Question 1: Which types of events are most harmful with respect to population health?
# Plotting the results
ggplot(top_events, aes(x = reorder(EVTYPE, -TotalImpact), y = TotalImpact)) +
geom_bar(stat = "identity", fill = "steelblue") +
theme_minimal() +
labs(title = "Top 10 Most Harmful Events for Population Health",
x = "Event Type",
y = "Total Health Impact (Fatalities + Injuries)") +
coord_flip() # for horizontal bars
Tornadoes are the most detrimental with respect to population health.

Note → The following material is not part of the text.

PR #3552, opened 2021-10-08
Improve consuming from a stream using AMQP 1.0

kjnilsson:
Allow an offset spec to be used to attach at an appropriate point in the
stream. This is done by specifying a source filter with the key `rabbitmq:stream-offset-spec`.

Question 2: Which types of events have the greatest economic consequences?
# Plotting the results
ggplot(top_economic_events, aes(x = reorder(EVTYPE, -TotalEconomicImpact), y = TotalEconomicImpact)) +
geom_bar(stat = "identity", fill = "steelblue") +
theme_minimal() +
labs(title = "Top 10 Events with Greatest Economic Impact",
x = "Event Type",
y = "Total Economic Impact") +
coord_flip() # for horizontal bars
Flood has the greatest economic impact.